“You think he was murdered?”
She shook her head. “No. I think he decided to end things. Maybe after I visited him.”
“Why do you say that?”
“I said some pretty ugly things to him,” Mara said.
“Well-deserved,” I said. “Did you get any answers to your questions?”
“Not really. When they brought him out to the visiting room, he acted like I was meeting him for a social occasion. It was so weird. Like we could just order a martini and a steak like he used to when he took me out to lunch.” Her voice grew husky as she continued. “He asked about the kids and Hank. He had the nerve to insinuate that Hank’s directing career was because of him. I almost walked out at that point. But I wanted to look him in the eye and see if there was any remorse on his part.”
“Did you see any?”
“No. He said I had to understand the environment he worked in. It wasn’t an office job. It was Hollywood. Power dynamics existed whether he created them or not. Those women weren’t naïve. They wanted careers. He had influence. He told me that’s how the world works—people trade what they have for what they want.” She laughed, short and humorless. “And then he told me some of the women thanked him for what he’d done for them. He said we wouldn’t see that in the papers even though it was true. Hollywood runs on transactions and that he didn’t invent the rules. He just knew how to play the game better than most. Can you believe that?”
“I can now that I know who he really was, yeah.”
She lowered her voice in a good imitation of our father. “‘It was a different time, Mara.
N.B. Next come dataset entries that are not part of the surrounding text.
PR #882, opened 2021-06-30
Updates disappearance examples to use screen. queries

fildon:
It is generally recommended to make queries via the screen object. This PR updates some examples on the "Appearance and Disappearance" page to stick to that best practice.

### DIFF
--- a/docs/guide-disappearance.mdx
+++ b/docs/guide-disappearance.mdx
@@ -20,7 +20,7 @@ when calling them._
 test('movie title appears', async () => {
   // element is initially not present...
   // wait for appearance and return the element
-  const movie = await findByText('the lion king')
+  const movie = await screen.findByText('the lion king')
 })
 ```
 
@@ -32,7 +32,7 @@ test('movie title appears', async () => {
 
   // wait for appearance inside an assertion
   await waitFor(() => {
-    expect(getByText('the lion king')).toBeInTheDocument()
+    expect(screen.getByText('the lion king')).toBeInTheDocument()
   })
 })
 ```
@@ -46,7 +46,7 @@ when the element is removed.
 ```jsx
 test('movie title no longer present in DOM', async () => {
   // element is removed
-  await waitForElementToBeRemoved(() => queryByText('the mummy'))
+  await waitForElementToBeRemoved(() => screen.queryByText('the mummy'))
 })
 ```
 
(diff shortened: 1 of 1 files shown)


docs/guide-disappearance.mdx
```diff
@@ -32,7 +32,7 @@ test('movie title appears', async () => {
 
   // wait for appearance inside an assertion
   await waitFor(() => {
-    expect(getByText('the lion king')).toBeInTheDocument()
+    expect(screen.getByText('the lion king')).toBeInTheDocument()
```
timdeschryver, line 35: We encourage the usage of `findBy` over this, so should this example be added to the guide?
https://kentcdodds.com/blog/common-mistakes-with-react-testing-library#using-waitfor-to-wait-for-elements-that-can-be-queried-with-find

docs/guide-disappearance.mdx
```diff
@@ -64,7 +64,7 @@ test('movie title goes away', async () => {
   // note use of queryBy instead of getBy to return null
   // instead of throwing in the query itself
   await waitFor(() => {
-    expect(queryByText('i, robot')).not.toBeInTheDocument()
+    expect(screen.queryByText('i, robot')).not.toBeInTheDocument()
```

People didn’t see things the way they do now.’”
“So no accountability?”
“Zero. He said he’d given his life to the industry. Created hundreds of jobs and helped thousands of families put food on the table. He still saw himself as a hero. A misunderstood one.” She shook her head. “And this was the kicker. ‘Men like me get sacrificed so everyone else can feel clean. History will be kinder than the press. I’m no threat.’”
“Unbelievable.”
“I know. I’m like, ‘But youarea threat. That’s why you’re in here.’”
“Did you say that to him?”
“I did, yeah. And some other stuff too. I told him if history’s kinder to him then it’s because men like him rewrote it to suit their own narrative. That made him mad. It’s the only time during our conversation that I saw the mask slip.”
“Interesting.”
“And then he asked me if I’d forgiven him.”
“What did you say?” I asked.
“It’ll be a cold day in hell before that happened. And that that’s exactly where he was headed.”
“Yikes.”
“I know. But that wasn’t the worst thing. Not to him anyway. I told him he was irrelevant now. His actions made any of the good he brought to the film industry disappear, like they never happened at all. He was only known as a rapist now, not a film maker.”
“Which is true,” I said.
“And he knew it.”
We sat with that for a moment.
“Did he ask about me?” I asked finally.
She shook her head. “No. He talked about himself the entire time.”
“It’s weird he left us money, considering how little he seemed to care about us.”
“Don’t forget it was Mom who made him set up the trusts before she died,” Mara said. “Mr. Wilson said as much.”
I nodded. “One last attempt to make sure we would be all right without her.”